I was in clinic when I heard the overhead STAT page to the emergency room.
As I sprinted down the stairs, I ran through the possible scenarios. I wasn’t on call, so the day to day gynecologic emergencies weren’t my purview. I hadn’t operated on anyone in the past few weeks, so unlikely to be one of my own patients with a complication.
Logically there was only one conclusion.
A nurse was holding the staff entrance to the ER open. From the look on her face I surmised this was to save the minute or two it would take to punch in the numbers on the lock and inquire at the desk for patient’s whereabouts.
“Down there,” she pointed.
On the gurney lay a young woman the color of white marble. The red pool between her legs, ominously free of clots, offered a silent explanation.

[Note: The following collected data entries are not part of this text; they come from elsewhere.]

PR #4456, opened 2026-06-01
feat(sync-service): cap logger handler OLP mailboxes

erik-the-implementer:
## What

Cap the overload-protection (OLP) mailboxes of the three logger handlers used by `sync-service` so that error/log bursts shed messages instead of blocking `Logger` callers or letting processes' mailboxes grow unbounded.

Three sites, all inside `packages/sync-service/`:

1. **Default console handler** (`config/runtime.exs`) — `sync_mode_qlen: 2000, drop_mode_qlen: 2000, flush_qlen: 5000`. Matches the stratovolt `cloud-sync-service` precedent.
2. **`OtelMetricExporter.LogHandler`** (`config/runtime.exs`) — extends the existing `:config` map with `drop_mode_qlen: 2000, flush_qlen: 5000`. `sync_mode_qlen` is intentionally **not** set: the handler module forces `sync_mode_qlen == drop_mode_qlen`, so it would be a no-op. This handler had no caps anywhere before.
3. **Sentry handler** (`lib/electric/application.ex`) — passes `discard_threshold: 2000, sync_threshold: nil` to `Electric.Telemetry.Sentry.add_logger_handler/2` (the function already accepts opts; only the call site changed). Matches the stratovolt precedent.

## Why

During the 2026-05-21 pod-replacement spikes, `logger_olp` mailboxes peaked at ~76K/~59K. Capping these mailboxes protects the leading edge of redeployment-shock overload.

`overload_kill_enable` is deliberately **not** set on either OLP handler: for the console handler it would terminate the handler and lose all subsequent logs until restart; for `OtelMetricExporter.LogHandler` it would tear down the entire `LogHandlerSupervisor`, creating a restart-amplification loop.

### DIFF
--- a/.changeset/logger-handler-caps.md
+++ b/.changeset/logger-handler-caps.md
@@ -4,6 +4,6 @@
 
 Cap the overload-protection (OLP) mailboxes of the default console, OpenTelemetry, and Sentry logger handlers so error/log bursts shed messages instead of blocking Logger callers or growing unbounded.
 
-This is **leading-edge protection only**: it shields against the early phase of a redeployment/error burst but is **not sufficient under deep scheduler starvation** — the real fix for that is upstream (request-proxy admission control and snapshot-pool sizing). See electric-sql/alco-agent-tasks#45 §3 for the analysis and caveats.
+This is **leading-edge protection only**: it shields against the early phase of a redeployment/error burst but is **not sufficient under deep scheduler starvation** — the real fix for that is upstream (request-proxy admission control and snapshot-pool sizing).
 
 Note: `sync_mode_qlen` is intentionally not set on the OpenTelemetry log handler — its module forces `sync_mode_qlen == drop_mode_qlen`, so the option would be a no-op there.
--- a/.changeset/logger-handler-caps.md
+++ b/.changeset/logger-handler-caps.md
@@ -1,0 +1,9 @@
+---
+'@core/sync-service': patch
+---
+
+Cap the overload-protection (OLP) mailboxes of the default console, OpenTelemetry, and Sentry logger handlers so error/log bursts shed messages instead of blocking Logger callers or growing unbounded.
+
+This is **leading-edge protection only**: it shields against the early phase of a redeployment/error burst but is **not sufficient under deep scheduler starvation** — the real fix for that is upstream (request-proxy admission control and snapshot-pool sizing). See electric-sql/alco-agent-tasks#45 §3 for the analysis and caveats.
+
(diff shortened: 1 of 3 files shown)


erik-the-implementer:
Thanks for the thorough review. Disposition of the items below.

### Important — "set `sync_mode_qlen: 2000` defensively on the OTel handler"

Declining this one, and it's worth spelling out why because the suggested fix would actually **break** the handler rather than be a free safety net.

Tracing `OtelMetricExporter.LogHandler.adding_handler/1` (deps `otel_metric_exporter`, pinned `0.4.4`):

1. `@olp_config_keys` (`log_handler.ex:48-58`) is the allowlist that `Map.split/2` uses to peel OLP options out of the `:config` map. **`:sync_mode_qlen` is not in that list** — only `:drop_mode_qlen`, `:flush_qlen`, the `burst_limit_*` and `overload_kill_*` keys are.
2. Anything *not* in that allowlist stays in `accumulator_config`, which is then passed to `LogAccumulator.check_config/2` → `NimbleOptions.validate/2` against a fixed schema (`log_accumulator.ex:68-77`). An unrecognized key (`sync_mode_qlen`) is rejected there, so `adding_handler/1` returns an error and **the handler fails to install**.
3. The effective `sync_mode_qlen` is set unconditionally by `prevalidate_olp/1` (`log_handler.ex:79`): `Map.put(olp_config, :sync_mode_qlen, Map.get(olp_config, :drop_mode_qlen, 200))`. It is *always* derived from `drop_mode_qlen` (which we set to 2000) and never read from user input. So there is no path where it falls back to `10` — the premise of the concern doesn't hold for this dependency.

So omitting `sync_mode_qlen` is both required (issue hard-constraint) and correct: with `drop_mode_qlen: 2000` the effective `sync_mode_qlen` is already 2000. The dependency is version-pinned via `mix.lock`, so the contract can't drift silently — a future bump is the right place to re-verify. I've left the code as-is and the inline comment documents the no-op rationale.

### Suggestions — deferred (out of scope for this change)

This issue is a deliberately verbatim port of the stratovolt precedent plus the one new OTel cap, so I'm keeping the surface minimal and not expanding scope:

- **prod-only gating of `:default_handler` caps** — stratovolt applies the same block unconditionally, and the existing `config :logger, :default_handler, level: ...` under `:test` is also unconditional; matching that precedent. The thresholds (2000) sit far above anything a test queues, so test behavior is unchanged in practice.
- **env-var overrides for the thresholds** — agreed this is reasonable, but as you note it's non-blocking; deferring until a real tuning need motivates it.
- **boot-time verification probe / cross-repo link distillation** — nice-to-haves; happy to add the probe in a follow-up if the team wants a guard against `runtime.exs` handler config silently failing to apply, but it's broader than this config tweak.

No code changes pushed since the one actionable item is declined on the grounds above.

robacourt (approved):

“She arrived a few minutes ago. Not even a note.” My resident was breathless with anger, adrenaline, and panic.
I had an idea who she went to. The same one the others did. The same one many more would visit. A doctor, but considering what I had seen he could’t have any formal gynecology training. The only thing he offered that the well-trained provers didn’t was a cut-rate price. If you don’t know to ask, well, a doctor is a doctor. That’s assuming you are empowered enough to have such a discussion. I was also pretty sure his office didn’t offer interpreters.
I needed equipment not available in an emergency room. I looked at the emergency room attending. “Call the OR and tell them we need a room. Now.” And then I turned to my resident. I was going to tell him to physically make sure a room, any room, was ready when we arrived, but he had already sprinted towards the stairs. He knew.
We didn’t wait for an orderly. A terrified medical student and I raced down the hallway with the gurney. The amorphous red pool dripped onto the floor as we rounded the corner to the elevators.
The double doors that led to the operating rooms swung open. “The urology room. They’re between cases,” my resident shouted.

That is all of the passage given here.